Delle ugole a disposizione del
gruppo, quella di Derek Shulman era la principale, la più potente ed estesa (ed
anche la meno condizionata, specie sul palco, da contemporanei, complessi
impegni strumentali), ma la più bella in assoluto resta quella di Minnear: un
timbro che viene da altre epoche, elisabettiano, barocco, sorprendentemente
lontano da qualsiasi stereotipo del nostro tempo. Zero swing, zero blues, zero
rock, zero jazz in uno stile invece madrigalesco, rinascimentale, delicato e
massimamente evocativo.
Il disco si apre proprio colla voce
d’altri tempi del tastierista, che nel prologo della magnifica “The Advent of
Panurge” va a descrivere un’ampia melodia e poi a raddoppiarla, a turno
contrappuntandola o armonizzandola in un tripudio di quarte, seste e none
d’alta scuola. Il brano prende poi consistenza strumentale e va ad appoggiarsi
su di un pianoforte sincopato e veemente che detta la strada, comanda gli
stop&go, stabilisce un’atmosfera carica di tensione e potenza, prende a
duettare con una chitarra altrettanto risoluta. Si sta infatti rappresentando
il gigante Gargantua, di Rabelaisiano estro, ed il suo incontro con il futuro
amico della vita, Panurge. Tra continui cambi d’atmosfera, intarsi di tromba,
pause distensive affidate ai corali, la canzone gode di una ricchezza e
contemporaneamente di un equilibrio immani, il tutto in nemmeno cinque minuti
di durata.
GENTLE
GIANT - CIAO 2001 - MARZO 1972
Il mio brano favorito dell’album si è
rivelato comunque essere, con l’andar degli anni, “Dog’s Life”, in virtù di una
bellissima melodia (intonata da Phil Shulman ed appoggiantesi sulle sapienti
chitarre acustiche di Green e di Ray Shulman) che riesce a non stancarmi mai:
tre minuti magici, senza la complessità strutturale e ritmica degli altri
episodi adiacenti, eppure di classe immensa grazie anche alla voce di Phil, ben
distinguibile da quella degli altri per la sua precipua carica ironica. Altro
episodio abbastanza lineare è “Think of Me With Kindness”, delicatissimo lento
quasi solo pianoforte e voce (ancora di Minnear, più eterea e rarefatta che
mai) in stile tutto sommato tradizionale, da ballata quasi pop, vicina grosso
modo ai Genesis. Al suo esatto opposto, il vorticosissimo strumentale “The Boys
in the Band”, una prova d’eccellenza dell’abilità strumentale del gruppo
(arrangiativa, esecutiva e comunicativa, a partire dal prologo con la ripresa
di una monetina gettata su di un tavolo e fatta vorticare fino a fermarsi).
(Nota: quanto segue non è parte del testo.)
PR #3783, opened 2023-12-11
test: lock Node.js v18 testing to v18.18.2 as a workaround for IITM double-import issue

trentm:
In Nodejs v18.19.0 ESM module loading was moved to being off-thread
(a backport from Node.js v20, https://github.com/nodejs/node/pull/44710).
This breaks current import-in-the-middle usage, resulting in ESM modules
being double-loaded when the IITM hook is active (once on the loader
worker thread, and then again later on the main thread).

This change is a workaround to skip testing recent Node.js v18
versions until the IITM issue is resolved..


david-luna (approved):

trentm (commented):
/test tav knex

“Raconteur Troubadour”, infine, può
essere presa a buon esempio della capacità metamorfica del gruppo, in grado di
passare dall’allestimento rock a quello cameristico anche più volte nella
stessa canzone: con Ray Shulman al violino, Minnear al violoncello o all’harpsicord
simulante un clavicembalo, Phil al flauto o a qualcun altro dei suoi fiati, più
qualche leggera percussione al contorno, il Gigante Gentile ci ha lasciato
bellissime pagine musicali molto più vicine alla concezione classica che a
quella rock, facendo in particolare svettare in questi frangenti il violino di
Ray Shulman (strumentista superbo, ancor di più al basso elettrico, senz’altro
partecipante anch’esso al festival del contrappunto, con linee melodiche
intricatissime e malgrado questo un’immutata, miracolosa potenza ritmica).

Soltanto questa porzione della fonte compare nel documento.